Prompt: Retype precisely the section of the data that starts at the line containing "const paused = videoTile?.state().paused" and runs to its final line, ends included.

[Opening Recorded data section]

PR #1656, opened 2021-10-07
Do not pause sources that do not exist in priority downlink policy

hensmi-amazon:
**Issue #:** None

**Description of changes:** 
See title.  This would lead to a bug where native clients (e.g. mobile SDK in SDK world) enabling/disabling video would cause a pause to be signaled.  When re-enabling video the pause state would be stuck and the receiver would not receive any video.  This only effected native senders because (for better or worse) JS SDK clients change sending stream IDs every enable.

**Testing:**
Reproduced issue using SDK client with non-default preferences set + CLI clients that replicate native clients.  Post fix no longer sends out pause and hides video on re-enabling.

They can at least be sanity checked.  I'm not sure if possible to reproduce using Mobile SDK demos.

**Checklist:**

y

n

n

### DIFF
--- a/src/videodownlinkbandwidthpolicy/VideoPriorityBasedPolicy.ts
+++ b/src/videodownlinkbandwidthpolicy/VideoPriorityBasedPolicy.ts
@@ -752,7 +752,13 @@ export default class VideoPriorityBasedPolicy implements VideoDownlinkBandwidthP
         ) as DefaultVideoTile;
         const paused = videoTile?.state().paused || false;
         if (!chosenStreams.some(stream => stream.attendeeId === preference.attendeeId)) {
-          if (videoTile) {
+          // We cannot rely on the existance of video tile to indicate that the source exists in the call
+          // because tiles will not be added or removed until after a full renegotiation (i.e. it will
+          // be behind the state provided by the index)
+          const streamExists = remoteInfos.some(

[Closing Recorded data section]

Reply to the exercise:
         const paused = videoTile?.state().paused || false;
         if (!chosenStreams.some(stream => stream.attendeeId === preference.attendeeId)) {
-          if (videoTile) {
+          // We cannot rely on the existance of video tile to indicate that the source exists in the call
+          // because tiles will not be added or removed until after a full renegotiation (i.e. it will
+          // be behind the state provided by the index)
+          const streamExists = remoteInfos.some(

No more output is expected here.